The lines below that include "weihanglo" are to be found and copied.

• **Data to process**
========================
PR #13244, opened 2024-01-02
chore: update auto labels

weihanglo:
See

* `A-errors` has been renamed to `A-diagnostics`
* Some manifest related modules were moved to `cargo-util-schemas`.

### DIFF
--- a/triagebot.toml
+++ b/triagebot.toml
@@ -120,9 +120,6 @@ trigger_files = [
   "src/cargo/util/config/environment.rs",
 ]
 
-[autolabel."A-errors"]
-trigger_files = ["src/cargo/util/diagnostic_server.rs"]
-
 [autolabel."A-features2"]
 trigger_files = ["src/cargo/core/resolver/features.rs"]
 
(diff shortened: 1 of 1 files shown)


triagebot.toml
```diff
@@ -120,8 +120,7 @@ trigger_files = [
   "src/cargo/util/config/environment.rs",
 ]
 
-[autolabel."A-errors"]
-trigger_files = ["src/cargo/util/diagnostic_server.rs"]
```
ehuss, line 124: This looks like it deleted the trigger, was that intentional?

weihanglo: I feel like that `diagnostic_server.rs` should belong to `Command-fix`, no?

ehuss: Sorry, I was not clear. I was confused that this is adding this empty table:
========================
• **Answer box**
weihanglo:
weihanglo: I feel like that `diagnostic_server.rs` should belong to `Command-fix`, no?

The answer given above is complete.